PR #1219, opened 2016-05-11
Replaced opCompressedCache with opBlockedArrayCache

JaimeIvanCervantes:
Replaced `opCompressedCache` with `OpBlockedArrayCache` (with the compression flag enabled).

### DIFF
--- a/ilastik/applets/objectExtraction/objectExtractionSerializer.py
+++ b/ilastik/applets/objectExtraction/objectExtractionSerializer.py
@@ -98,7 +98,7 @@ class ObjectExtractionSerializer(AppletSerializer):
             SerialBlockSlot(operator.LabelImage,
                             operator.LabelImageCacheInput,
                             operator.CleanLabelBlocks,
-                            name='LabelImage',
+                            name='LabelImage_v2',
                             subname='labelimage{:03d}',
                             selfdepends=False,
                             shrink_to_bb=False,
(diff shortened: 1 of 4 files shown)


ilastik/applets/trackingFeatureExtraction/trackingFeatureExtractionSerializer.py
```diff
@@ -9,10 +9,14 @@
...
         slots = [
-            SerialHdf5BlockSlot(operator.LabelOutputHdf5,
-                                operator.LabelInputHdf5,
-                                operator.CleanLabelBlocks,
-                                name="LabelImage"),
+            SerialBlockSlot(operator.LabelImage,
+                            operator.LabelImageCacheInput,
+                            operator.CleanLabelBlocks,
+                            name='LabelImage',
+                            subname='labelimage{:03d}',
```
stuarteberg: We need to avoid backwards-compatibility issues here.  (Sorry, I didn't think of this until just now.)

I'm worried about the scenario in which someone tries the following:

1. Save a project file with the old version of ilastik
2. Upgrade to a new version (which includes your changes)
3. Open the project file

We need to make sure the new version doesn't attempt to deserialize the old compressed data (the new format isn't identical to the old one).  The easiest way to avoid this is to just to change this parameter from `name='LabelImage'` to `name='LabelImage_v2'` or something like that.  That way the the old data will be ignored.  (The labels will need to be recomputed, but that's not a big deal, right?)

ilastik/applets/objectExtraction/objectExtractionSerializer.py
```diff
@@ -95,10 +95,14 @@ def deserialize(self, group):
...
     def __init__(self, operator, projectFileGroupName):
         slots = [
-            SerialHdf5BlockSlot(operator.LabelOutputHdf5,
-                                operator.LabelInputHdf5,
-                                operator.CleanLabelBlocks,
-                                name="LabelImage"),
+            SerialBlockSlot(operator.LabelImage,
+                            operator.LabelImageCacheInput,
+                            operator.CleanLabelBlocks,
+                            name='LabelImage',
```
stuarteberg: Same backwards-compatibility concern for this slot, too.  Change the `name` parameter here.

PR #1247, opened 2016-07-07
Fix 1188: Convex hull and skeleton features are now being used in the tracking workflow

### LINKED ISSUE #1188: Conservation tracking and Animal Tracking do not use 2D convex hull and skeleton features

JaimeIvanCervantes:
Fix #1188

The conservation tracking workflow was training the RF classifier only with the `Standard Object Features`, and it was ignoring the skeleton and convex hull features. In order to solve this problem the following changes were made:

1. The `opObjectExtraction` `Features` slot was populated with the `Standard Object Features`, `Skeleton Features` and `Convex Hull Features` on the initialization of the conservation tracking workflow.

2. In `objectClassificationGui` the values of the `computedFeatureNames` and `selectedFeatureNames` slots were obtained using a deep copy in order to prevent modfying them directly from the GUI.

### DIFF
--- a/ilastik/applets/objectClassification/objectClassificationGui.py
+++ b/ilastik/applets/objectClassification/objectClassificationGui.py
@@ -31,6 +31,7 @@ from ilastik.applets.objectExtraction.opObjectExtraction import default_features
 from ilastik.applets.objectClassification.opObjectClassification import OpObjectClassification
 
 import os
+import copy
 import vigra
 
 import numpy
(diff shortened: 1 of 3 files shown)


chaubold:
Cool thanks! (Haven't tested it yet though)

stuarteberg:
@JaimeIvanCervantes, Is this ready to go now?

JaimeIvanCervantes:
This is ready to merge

··········

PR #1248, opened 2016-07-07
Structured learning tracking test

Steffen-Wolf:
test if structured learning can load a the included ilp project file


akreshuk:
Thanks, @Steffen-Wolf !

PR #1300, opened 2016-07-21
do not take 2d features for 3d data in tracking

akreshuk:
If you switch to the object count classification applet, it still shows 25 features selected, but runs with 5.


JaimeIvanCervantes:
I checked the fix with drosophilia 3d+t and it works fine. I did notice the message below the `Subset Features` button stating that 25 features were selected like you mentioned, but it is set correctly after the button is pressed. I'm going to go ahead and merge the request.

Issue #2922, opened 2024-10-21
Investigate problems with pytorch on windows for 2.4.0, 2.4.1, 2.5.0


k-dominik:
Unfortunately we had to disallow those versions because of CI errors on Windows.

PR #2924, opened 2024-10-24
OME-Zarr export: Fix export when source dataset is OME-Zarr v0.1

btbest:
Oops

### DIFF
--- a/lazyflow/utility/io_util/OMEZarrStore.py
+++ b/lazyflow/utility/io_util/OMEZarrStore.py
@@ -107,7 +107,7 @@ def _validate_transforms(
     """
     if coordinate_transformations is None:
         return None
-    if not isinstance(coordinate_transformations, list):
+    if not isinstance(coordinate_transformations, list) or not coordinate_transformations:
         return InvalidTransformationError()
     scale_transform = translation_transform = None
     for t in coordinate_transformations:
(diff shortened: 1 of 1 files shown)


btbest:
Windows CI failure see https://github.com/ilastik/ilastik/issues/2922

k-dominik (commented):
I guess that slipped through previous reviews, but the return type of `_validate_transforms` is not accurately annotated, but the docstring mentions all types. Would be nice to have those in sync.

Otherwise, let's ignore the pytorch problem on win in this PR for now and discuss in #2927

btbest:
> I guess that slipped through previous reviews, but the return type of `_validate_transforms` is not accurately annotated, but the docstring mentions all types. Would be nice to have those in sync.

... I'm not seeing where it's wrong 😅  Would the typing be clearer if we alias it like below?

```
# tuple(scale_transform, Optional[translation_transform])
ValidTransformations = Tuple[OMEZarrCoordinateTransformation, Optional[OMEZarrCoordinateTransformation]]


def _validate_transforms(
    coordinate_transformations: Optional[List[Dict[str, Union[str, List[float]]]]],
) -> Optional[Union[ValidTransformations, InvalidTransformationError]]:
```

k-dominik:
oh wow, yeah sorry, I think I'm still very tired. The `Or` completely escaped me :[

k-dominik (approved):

··········

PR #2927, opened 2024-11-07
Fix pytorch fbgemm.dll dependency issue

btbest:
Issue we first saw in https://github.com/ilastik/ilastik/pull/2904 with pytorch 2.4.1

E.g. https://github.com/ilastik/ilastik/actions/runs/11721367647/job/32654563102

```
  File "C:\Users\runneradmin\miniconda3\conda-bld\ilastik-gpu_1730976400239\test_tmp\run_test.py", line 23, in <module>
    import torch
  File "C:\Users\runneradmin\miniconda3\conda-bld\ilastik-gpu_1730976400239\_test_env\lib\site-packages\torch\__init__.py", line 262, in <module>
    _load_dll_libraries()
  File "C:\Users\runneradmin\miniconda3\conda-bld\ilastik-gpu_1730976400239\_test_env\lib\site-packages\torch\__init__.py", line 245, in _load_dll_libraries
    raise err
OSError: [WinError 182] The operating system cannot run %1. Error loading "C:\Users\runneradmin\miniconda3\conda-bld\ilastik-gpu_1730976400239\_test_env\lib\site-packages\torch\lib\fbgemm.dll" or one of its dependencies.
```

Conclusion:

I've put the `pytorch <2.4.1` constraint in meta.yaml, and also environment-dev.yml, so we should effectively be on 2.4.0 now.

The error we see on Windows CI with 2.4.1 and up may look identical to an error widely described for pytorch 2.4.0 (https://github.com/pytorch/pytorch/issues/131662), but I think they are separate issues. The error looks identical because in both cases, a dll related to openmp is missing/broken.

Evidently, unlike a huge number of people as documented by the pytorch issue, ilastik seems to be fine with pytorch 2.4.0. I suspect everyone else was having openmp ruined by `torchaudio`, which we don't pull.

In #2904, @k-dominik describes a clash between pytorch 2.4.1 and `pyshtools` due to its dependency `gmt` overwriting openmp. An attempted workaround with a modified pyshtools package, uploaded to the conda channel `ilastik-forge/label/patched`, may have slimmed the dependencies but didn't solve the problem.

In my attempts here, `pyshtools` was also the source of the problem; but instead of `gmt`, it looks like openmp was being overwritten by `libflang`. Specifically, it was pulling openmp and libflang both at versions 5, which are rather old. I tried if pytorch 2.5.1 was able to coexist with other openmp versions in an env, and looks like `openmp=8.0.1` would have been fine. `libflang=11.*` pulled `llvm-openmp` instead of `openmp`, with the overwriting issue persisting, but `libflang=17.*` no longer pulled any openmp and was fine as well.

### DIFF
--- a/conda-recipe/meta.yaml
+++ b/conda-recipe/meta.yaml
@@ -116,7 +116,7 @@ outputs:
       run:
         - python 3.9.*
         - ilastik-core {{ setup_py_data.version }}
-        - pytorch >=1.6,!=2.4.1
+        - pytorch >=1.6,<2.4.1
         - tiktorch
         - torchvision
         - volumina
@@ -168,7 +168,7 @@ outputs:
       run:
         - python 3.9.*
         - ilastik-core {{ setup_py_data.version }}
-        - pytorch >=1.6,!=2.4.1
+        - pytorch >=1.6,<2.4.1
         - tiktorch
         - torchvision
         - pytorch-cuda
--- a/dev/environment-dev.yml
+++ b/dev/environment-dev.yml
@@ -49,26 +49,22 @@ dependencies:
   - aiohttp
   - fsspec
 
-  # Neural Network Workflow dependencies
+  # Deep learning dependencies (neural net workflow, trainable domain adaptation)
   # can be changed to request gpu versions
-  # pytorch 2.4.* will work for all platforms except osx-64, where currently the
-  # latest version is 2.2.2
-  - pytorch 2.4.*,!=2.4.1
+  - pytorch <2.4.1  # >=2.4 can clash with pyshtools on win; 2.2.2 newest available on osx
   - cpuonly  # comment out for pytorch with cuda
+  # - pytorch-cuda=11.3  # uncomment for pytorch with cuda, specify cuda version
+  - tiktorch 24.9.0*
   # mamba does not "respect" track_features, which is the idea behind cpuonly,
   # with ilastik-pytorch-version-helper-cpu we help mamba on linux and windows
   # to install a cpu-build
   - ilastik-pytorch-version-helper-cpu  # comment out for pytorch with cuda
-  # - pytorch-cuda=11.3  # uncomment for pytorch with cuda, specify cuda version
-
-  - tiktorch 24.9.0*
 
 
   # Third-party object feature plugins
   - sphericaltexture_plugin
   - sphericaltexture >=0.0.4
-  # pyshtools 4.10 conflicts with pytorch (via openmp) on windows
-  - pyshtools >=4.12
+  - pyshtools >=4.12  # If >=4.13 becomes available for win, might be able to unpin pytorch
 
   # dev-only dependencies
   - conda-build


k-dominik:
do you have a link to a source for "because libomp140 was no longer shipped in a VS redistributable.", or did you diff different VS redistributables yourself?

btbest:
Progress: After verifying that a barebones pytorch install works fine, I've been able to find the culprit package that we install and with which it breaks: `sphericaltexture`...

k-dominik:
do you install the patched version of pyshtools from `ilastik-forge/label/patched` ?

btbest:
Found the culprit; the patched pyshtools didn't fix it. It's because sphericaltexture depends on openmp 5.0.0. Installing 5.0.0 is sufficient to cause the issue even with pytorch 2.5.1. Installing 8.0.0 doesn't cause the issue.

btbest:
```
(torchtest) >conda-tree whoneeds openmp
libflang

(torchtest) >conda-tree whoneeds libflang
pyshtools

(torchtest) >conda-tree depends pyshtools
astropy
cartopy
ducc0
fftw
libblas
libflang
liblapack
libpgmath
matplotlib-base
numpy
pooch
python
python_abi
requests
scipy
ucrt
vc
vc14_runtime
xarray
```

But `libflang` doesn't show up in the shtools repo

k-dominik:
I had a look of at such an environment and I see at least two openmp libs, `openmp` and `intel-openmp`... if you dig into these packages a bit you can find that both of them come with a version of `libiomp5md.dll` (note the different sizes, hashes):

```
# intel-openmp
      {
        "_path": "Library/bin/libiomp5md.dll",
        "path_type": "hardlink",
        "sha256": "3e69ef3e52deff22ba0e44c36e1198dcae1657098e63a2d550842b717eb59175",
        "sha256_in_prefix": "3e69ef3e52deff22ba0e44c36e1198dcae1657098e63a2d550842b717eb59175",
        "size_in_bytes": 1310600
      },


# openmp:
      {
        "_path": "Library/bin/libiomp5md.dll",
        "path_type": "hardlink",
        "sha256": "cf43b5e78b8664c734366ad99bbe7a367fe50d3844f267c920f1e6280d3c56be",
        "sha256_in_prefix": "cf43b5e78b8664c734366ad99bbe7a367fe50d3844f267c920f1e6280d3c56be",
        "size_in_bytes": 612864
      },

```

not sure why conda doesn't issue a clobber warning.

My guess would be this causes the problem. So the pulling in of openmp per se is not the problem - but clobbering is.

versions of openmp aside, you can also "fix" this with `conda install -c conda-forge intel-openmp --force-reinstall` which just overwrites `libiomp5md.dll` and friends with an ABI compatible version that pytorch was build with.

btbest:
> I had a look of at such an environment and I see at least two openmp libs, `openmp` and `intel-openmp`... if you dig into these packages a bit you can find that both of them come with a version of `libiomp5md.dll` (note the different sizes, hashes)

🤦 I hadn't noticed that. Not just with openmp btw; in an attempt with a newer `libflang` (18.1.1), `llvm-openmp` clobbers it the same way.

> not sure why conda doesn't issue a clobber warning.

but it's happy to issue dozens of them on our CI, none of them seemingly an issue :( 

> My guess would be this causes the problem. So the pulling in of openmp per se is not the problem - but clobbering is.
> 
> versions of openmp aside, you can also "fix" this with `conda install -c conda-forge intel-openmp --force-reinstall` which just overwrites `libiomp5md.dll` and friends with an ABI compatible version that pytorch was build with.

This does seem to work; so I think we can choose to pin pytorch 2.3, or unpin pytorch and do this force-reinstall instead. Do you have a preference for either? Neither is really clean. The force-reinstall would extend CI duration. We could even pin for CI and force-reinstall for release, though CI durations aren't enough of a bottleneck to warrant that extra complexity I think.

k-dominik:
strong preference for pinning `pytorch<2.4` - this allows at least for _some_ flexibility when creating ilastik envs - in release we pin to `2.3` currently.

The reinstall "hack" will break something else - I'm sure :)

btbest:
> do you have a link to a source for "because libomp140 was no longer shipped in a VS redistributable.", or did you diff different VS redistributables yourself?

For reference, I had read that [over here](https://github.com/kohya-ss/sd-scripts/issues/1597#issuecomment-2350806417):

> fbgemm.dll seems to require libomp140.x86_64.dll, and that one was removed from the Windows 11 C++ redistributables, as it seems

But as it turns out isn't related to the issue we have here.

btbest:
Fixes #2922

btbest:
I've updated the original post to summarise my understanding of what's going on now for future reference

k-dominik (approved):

··········

#### BRIEF:
Which lines above run from the one containing "I've put the" down to the one containing "Evidently, unlike a"? Repeat exactly those, both ends included, and nothing else.

#### TASK ANSWER:
I've put the `pytorch <2.4.1` constraint in meta.yaml, and also environment-dev.yml, so we should effectively be on 2.4.0 now.

The error we see on Windows CI with 2.4.1 and up may look identical to an error widely described for pytorch 2.4.0 (https://github.com/pytorch/pytorch/issues/131662), but I think they are separate issues. The error looks identical because in both cases, a dll related to openmp is missing/broken.

Evidently, unlike a huge number of people as documented by the pytorch issue, ilastik seems to be fine with pytorch 2.4.0. I suspect everyone else was having openmp ruined by `torchaudio`, which we don't pull.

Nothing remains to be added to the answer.